I just stand here and wait for a little while like a good girl. I know the drill. I’ve been here a few times since they rehabbed it, when they expanded for a bunch of new agents and their marital bliss at the same time. Which is cool, really. It was nice that August built the nursery and the master suite into the warehouse before little Knox was born. And I think it’s pretty cool that Dahlia gets to work from home. Living the dream, if you ask me.
I hear footsteps that seem to be coming from a mile away and hold my arms out slightly from my sides, just in case the laser scan is a real thing.

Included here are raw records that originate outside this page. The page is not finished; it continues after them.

PR #536, opened 2023-11-30
New view view_ec2_instance_types

JuliaBrigitte:
## What does this change?
Added to the view view_running_instances.

## Why?
To help with reservations dashboard.

## How has it been verified?
Changed the view on code


packages/common/prisma/migrations/20231130122000/migration.sql
```diff
@@ -0,0 +1,18 @@
...
+ The view below is used to to indentify the instance types of all running EC2 instances in the environment.
+ Providing account name, instance type, app name, instance id, and launch time.
+ */
+create or replace view view_ec2_instance_types as
+SELECT *
+FROM (
+         SELECT DISTINCT ON (instances.instance_id)
+             accts.name               as account_name,
+             instances.instance_type as type,
+             instances.tags ->> 'App' as app,
```
akash1810, line 11: The `App` tag in isolation is not guaranteed to be unique. For example, it could have a value of `api`. Should we extract the `Stack`, `Stage` tags too? Should we also display the AWS region?

packages/common/prisma/migrations/20231130122000/migration.sql
```diff
@@ -0,0 +1,18 @@
+/*
+ The view below is used to to indentify the instance types of all running EC2 instances in the environment.
+ Providing account name, instance type, app name, instance id, and launch time.
+ */
+create or replace view view_ec2_instance_types as
```
akash1810, line 5: Would `view_running_ec2_instances` be a more intention revealing name for this view? The current name is quite simpler to [CloudQuery's `aws_ec2_instance_types` table](https://hub.cloudquery.io/plugins/source/cloudquery/aws/v22.19.2/tables/aws_ec2_instance_types) which holds very different data.

JuliaBrigitte: Actually we have a view running instances, I do not know where it is used so I did not change/extend it with what I needed. Do you think that would be better?

akash1810: Ah! I think the only usage of `view_running_instances` is the [Enterprise transformation programme data](https://metrics.gutools.co.uk/d/XgwFt8r4z/kpmg?orgId=1) dashboard.

I think adding to this view would be simpler to maintain, vs having two views that look very similar. WDYT?

packages/common/README.md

It is sort of like trying to get through security at the county courthouse. I found that out the hard way when I had to go for jury duty. I didn’t realize that the county courthouse was going to be all metal detectors and x-ray machines and angry-looking security guards with Batman-type utility belts.
Why didn’t they tell me on the jury summons that I shouldn’t bring a switchblade in my purse? That could have saved me a lot of time, if you want to know the truth. That would’ve been a real public service, if you ask me.
But no, I just stuffed my bag in that shoebox thing and put it on the conveyor belt to go through the x-ray machine. All of a sudden, lights started flashing and everybody sprang into action like I’d raised an Uzi over my head.
Drama!
The footsteps get closer and I see Dahlia in silhouette through the wobbly security glass of the interior door. She yanks a card from a lanyard around her neck toward a small s
ecurity screen. The bolt unlatches and she flings the door open, scanning me up and down with an expression of alarm.
“So, you’re okay? Are you sure?”
“It’s great to see you too,” I mumble as she inspects me, circling around me with her hands out like I might be covered in the blood of a homeless person or something.
“Bunny, be serious! What’s wrong! Do you need help? Are you under duress?”
She slides her hand on my back, like she’s feeling me for explosives. I twist away irritably.
“Okay, can you drop the super secret spy act for just a second?” I huff. “I’m fine. I just had to… you know. Walk.”
She blinks at me several times. “Walk?”
Suddenly, I’m aware of just how much my feet hurt. I wonder if I will still be able to return these boots.
“Yes, walking? You may have heard of it? Something people do when they get fired from their jobs at shitty diners and have to use foot power to get to their best friend’s house? The one who never calls or anything anymore? Like that? Sound familiar?”
“There is no reason to be sarcastic,” she sighs through her nose. “I just wanted to know you’re okay. You got fired?”
The room seems quite white. Glaringly white. Weirdly white.
“Are you going to invite me in or something? I would really love to sit down, if that’s okay.”
“Oh, sweetie, of course!” she smiles, briefly becoming my friend again. “Knox just went down for a nap, though, so keep it quiet, okay? He’s so difficult when he doesn’t get enough sleep.”
And just like that, my old friend disappears. Poof. Replaced by this mom robot.
She heads back to the security door, and I follow her quietly, sort of amazed how many doors there are in this place. It looks totally different than the first time I was here. Back then, it almost had that kind of loner bachelor rebel vibe to it. Now it’s full CIA.